_What is needed_
From the top of the records below, return each line exactly, ending with the line that contains "Cap, stem, and".

_Provided entries_
PR #1299, opened 2025-04-12
Big mushroom blocks

careeoki:
Cap, stem, and branch blocks for all mushrooms! We can't generate (proper) mushrooms yet, so this is just blocks.
Mushroom branches make good tool handles. Bolete and toadstool branches are a bit better than planks, glimmergill branches are better than the other mushroom branches.
image
image
image
image


IntegratedQuantum (approved):
This would be really nice with #1227

PR #1306, opened 2025-04-15
Add silver ore

careeoki:
image
image
Has material values based on its real life characteristics. In the future, it should have some sort of anti-magic modifier. I imagine it as the counterpart to gold, which boosts magic power instead.


IntegratedQuantum (approved):
Oh, more shiny rocks!

Also in my mind silver would be a (the only?) alternative to gold for encasing gems.

----

I would however suggest to stop adding more metals for now, we need to leave room for other materials as well, like gems, mob drops, special wood types, dungeon rewards.

Of course we'll probably need more metals later in progression when it comes to the root or the sky islands or other future layers of the world, but I think for the regular cave layer we got enough different kinds of metals for now.

careeoki:
Yeah, I'm done with metals for now.

PR #1309, opened 2025-04-16
Dynamite!

Argmaster:
Guys hear me out

image


Argmaster:
image

IntegratedQuantum:
I cannot accept this until #610 (to avoid lag spikes) and #81 (to avoid griefing) are resolved.
Alternatively, a gamerule to disable explosives could be a short-term workaround for the survival world until we have those features.

careeoki:
The dynamite block model is clever, but it stops you from making a giant pile of dynamite (without there being a bunch of gaps). I think a standard cube would be fine:
image

Argmaster:
Both, preferably as emergent behavior. I would prefer to avoid dynamite blocks flying around like in minecraft tho. With #1261 we can make dynamite explosion damage blocks it can not break, so consecutive explosions would break blocks damaged by previous ones. As for range, I would like to count how many TNT blocks are touching and merge their explosion strength and range as an optimization.

That said current tag based system (`explosionSmall` and friends) for explosion control is not acceptable long term. IMO we should allow for arbitrary attributes (that are not performance critical, not for rendering control) for blocks to be stored in hash map of `ZonElement`s. This problem will re-appear every time we add some non-binary configurable trait of a block (or item!), 
to name few: 
- food value, 
- explosion strength and radius, 
- fluid spread radius, viscosity
- inventory capacity for storage blocks
 3-rd party modifications will be interested in this kind of parameters too.

assets/cubyz/recipes/special_recipes.zig.zon
```diff
@@ -131,4 +131,12 @@
 		.inputs = .{"cubyz:gravel"},
 		.output = "4 cubyz:pebbles",
 	},
+	.{
+		.inputs = .{"2 cubyz:sulfur_ore", "2 cubyz:coal"},
+		.output = "cubyz:dynamite/stick",
+	},
+	.{
+		.inputs = .{"16 cubyz:dynamite/stick"},
```
Argmaster, line 139:
```suggestion
		.inputs = .{"8 cubyz:dynamite/stick"},
```

With new texture it is not that obvious how much dynamite there is in a block, so I think we can make this cheaper to make.

Argmaster:
Resolved conflicts with network refactor.

assets/cubyz/blocks/dynamite/block.zig.zon
```diff
@@ -0,0 +1,12 @@
+.{
+	.tags = .{.canBeIgnited, .explosionMedium},
```
IntegratedQuantum, line 2: Shouldn't the explosion radius be specifiable as a separate property or something? I'm sure we can spare a `u8` per block type for that.

assets/cubyz/recipes/special_recipes.zig.zon
```diff
@@ -147,4 +147,12 @@
...
 		.output = "4 cubyz:pebbles",
 	},
+	.{
+		.inputs = .{"2 cubyz:sulfur_ore", "2 cubyz:coal"},
+		.output = "cubyz:dynamite/stick",
+	},
+	.{
+		.inputs = .{"8 cubyz:dynamite/stick"},
+		.output = "cubyz:dynamite/block",
+	},
```
IntegratedQuantum, line 157: Please also add a recipe to uncraft the block again.

src/blocks.zig
```diff
@@ -317,6 +317,10 @@ pub const Block = packed struct { // MARK: Block
 		return _blockTags[self.typ];
 	}
 
+	pub inline fn hasTag(self: Block, tag: []const u8) bool {
+		return std.mem.indexOfScalar(Tag, _blockTags[self.typ], Tag.find(tag)) != null;
```
IntegratedQuantum, line 321: `std.mem.containsAtLeast` is a the intended function to use in cases like this.

src/gui/windows/save_creation.zig
```diff
@@ -82,6 +82,7 @@ fn flawedCreateWorld() !void {
 
 		gamerules.put("default_gamemode", @tagName(gamemode));
 		gamerules.put("cheats", allowCheats);
+		gamerules.put("allow_explosives", true);
```
IntegratedQuantum, line 85: Please add a checkbox for it.

IntegratedQuantum (changes requested):
preliminary review, I haven't looked at the actual explosion logic yet.

assets/cubyz/blocks/dynamite/block.zig.zon
Argmaster: That is wasteful and not a sustainable model. This property will be used by 2 blocks in base game (maybe 5 if you let us be creative). And it is completely irrelevant to performance. Will you add a field for every property that makes sense for 3 blocks? And what if a modification wants to add one of those? Instead we could have a sparse set of hash maps string to zon and just solve that problem in generic way.

src/gui/windows/save_creation.zig
Argmaster: I widened the window just a bit (to 128+32) so label doesn't wrap

image

assets/cubyz/blocks/dynamite/block.zig.zon
IntegratedQuantum: Well, I think it's only a matter of time until addon creators want to make nuclear explosions with this.
Either way this can be done in the future if you want.

src/network.zig
```diff
@@ -1277,6 +1277,95 @@ pub const Protocols = struct {
...
+					const yOffset: i32 = @intFromFloat(y*distance);
+					const zOffset: i32 = @intFromFloat(z*distance);
+
+					const p = pos + Vec3i{xOffset, yOffset, zOffset};
+
+					var oldBlock = main.server.world.?.getBlock(p[0], p[1], p[2]) orelse continue;
+					if(oldBlock.typ == 0) continue;
+
+					if(damage < oldBlock.blockResistance()) break;
+					damage -= oldBlock.blockHealth();
```
IntegratedQuantum, line 1333: This would be more in line with how block breaking works.
```suggestion
					damage -= oldBlock.blockHealth() + oldBlock.blockResistance();
```

src/network.zig
```diff
@@ -1277,6 +1277,95 @@ pub const Protocols = struct {
...
+					const xOffset: i32 = @intFromFloat(x*distance);
+					const yOffset: i32 = @intFromFloat(y*distance);
+					const zOffset: i32 = @intFromFloat(z*distance);
+
+					const p = pos + Vec3i{xOffset, yOffset, zOffset};
+
+					var oldBlock = main.server.world.?.getBlock(p[0], p[1], p[2]) orelse continue;
+					if(oldBlock.typ == 0) continue;
+
+					if(damage < oldBlock.blockResistance()) break;
```
IntegratedQuantum, line 1332:
```suggestion
					if(damage < oldBlock.blockHealth() + oldBlock.blockResistance()) break;
```

IntegratedQuantum (changes requested):

src/network.zig
```diff
@@ -1277,6 +1277,95 @@ pub const Protocols = struct {
...
+
+				for(0..radiusInt) |j| {
+					const distanceFactor = @as(f32, @floatFromInt(j))/@as(f32, @floatFromInt(radiusInt));
+					const distance = radius*distanceFactor;
+
+					const xOffset: i32 = @intFromFloat(x*distance);
+					const yOffset: i32 = @intFromFloat(y*distance);
+					const zOffset: i32 = @intFromFloat(z*distance);
+
+					const p = pos + Vec3i{xOffset, yOffset, zOffset};
```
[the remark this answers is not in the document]
OneAvargeCoder193: Wouldn't it make more sense to be +|?

src/network.zig
```diff
@@ -1277,6 +1277,95 @@ pub const Protocols = struct {
...
+					const zCentered: usize = @intCast(zOffset + @as(i32, @intCast(diameter/2)));
+
+					exploded.set(xCentered, yCentered, zCentered, true);
+
+					damage -= strength/@as(f32, @floatFromInt(radiusInt));
+				}
+			}
+
+			for(0..diameter) |_x| {
+				const x = @as(i32, @intCast(_x)) + pos[0] - @as(i32, @intCast(diameter/2));
```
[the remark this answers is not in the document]
OneAvargeCoder193: Wouldn't it make more sense for it to be +| here too?

src/network.zig
```diff
@@ -1277,6 +1277,95 @@ pub const Protocols = struct {
...
+
+				for(0..diameter) |_y| {
+					const y = @as(i32, @intCast(_y)) + pos[1] - @as(i32, @intCast(diameter/2));
```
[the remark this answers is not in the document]
OneAvargeCoder193: And here

src/network.zig
```diff
@@ -1277,6 +1277,95 @@ pub const Protocols = struct {
...
+
+					for(0..diameter) |_z| {
+						const z = @as(i32, @intCast(_z)) + pos[2] - @as(i32, @intCast(diameter/2));
```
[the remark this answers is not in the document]
OneAvargeCoder193: And here as well

src/network.zig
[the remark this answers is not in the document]
IntegratedQuantum: Then the explosion would stop at the world border, instead of wrapping around #310

Argmaster:
Damage for stone and mud

image

image

Argmaster:
Future improvements:
- [ ] Sticks of dynamite should be throwable
- [ ] Sticks of dynamite should be placeable on bottom of a block
- [ ] Delayed explosions with dedicated EntityDataClass
- [ ] Chained explosions
- [ ] Ignition animation
- [ ] Explosion particles
- [ ] Damage to blocks which were not broken but were in explosion radius (#1261)
- [ ] Entity damage
- [ ] Scale damage with number of dynamite sticks placed in one block
- [ ] Block drops
- [ ] Batched block updates
- [ ] Placeable string / gunpowder to be used as fuse for igniting dynamite from afar
- [ ] Torches replace dynamite when placed on same block and vice versa
- [ ] VTable based item interactions?
- [ ] Maybe we should have system for arbitrary properties? Explosives could use `explosionStrength` and `explosionRadius` but adding them for all blocks doesn't make sense.

src/network.zig
```diff
@@ -1277,6 +1277,95 @@ pub const Protocols = struct {
...
+		pub const id: u8 = 14;
+		pub const asynchronous = false;
+		fn receive(conn: *Connection, reader: *utils.BinaryReader) !void {
+			const pos = try reader.readVec(Vec3i);
+			const strength = try reader.readFloat(f32);
+			const radius = try reader.readFloat(f32);
+
+			if(conn.user != null) {
+				if(!main.server.world.?.allowExplosives) return;
+				doExplode(pos, strength, radius);
```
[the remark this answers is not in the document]
Argmaster: Made it so client can only nudge server to go and explode a block that exists and server determines the damage based on block.

src/gui/windows/save_creation.zig
```diff
@@ -148,15 +154,18 @@ pub fn onOpen() void {
 	}
 	const name = std.fmt.allocPrint(main.stackAllocator.allocator, "Save{}", .{num}) catch unreachable;
 	defer main.stackAllocator.free(name);
-	textInput = TextInput.init(.{0, 0}, 128, 22, name, .{.callback = &createWorld}, .{});
+
+	const widgetWidth = 160;
```
IntegratedQuantum, line 158: We call them components, not widgets

src/network.zig
```diff
@@ -1289,6 +1289,106 @@ pub const Protocols = struct {
...
+		pub const id: u8 = 14;
+		pub const asynchronous = false;
+		fn receive(conn: *Connection, reader: *utils.BinaryReader) !void {
+			const pos = try reader.readVec(Vec3i);
+
+			if(conn.user == null) return error.InvalidPacket;
+			if(!main.server.world.?.allowExplosives) return;
+			doExplode(pos);
+		}
+		fn doExplode(pos: Vec3i) void {
```
IntegratedQuantum, line 1302: I do not believe this belongs in the network code. Maybe the server world would be a more appropiate place?

IntegratedQuantum (changes requested):

src/network.zig
Argmaster: Honestly I think they should be block entities and this code should be inside / next to onInteract, tho it is a big change and big redesign. This also would mean we are back to believing whatever client says, unless we introduce server side onInteract.
IMO we should consider it though because it would be an example of block entity with such interaction and some attached metadata (explosion radius).

IntegratedQuantum: Well, you could just propagate it as a block entity data change, then you can check on the server side, if the gamerule is set.
Implementing it as a state change could also allow adding a short delay and some fuse particles before detonating.

Argmaster:
Closing until it's a priority to integrate similar stuff into engine.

_Output for this task_
PR #1299, opened 2025-04-12
Big mushroom blocks

careeoki:
Cap, stem, and branch blocks for all mushrooms! We can't generate (proper) mushrooms yet, so this is just blocks.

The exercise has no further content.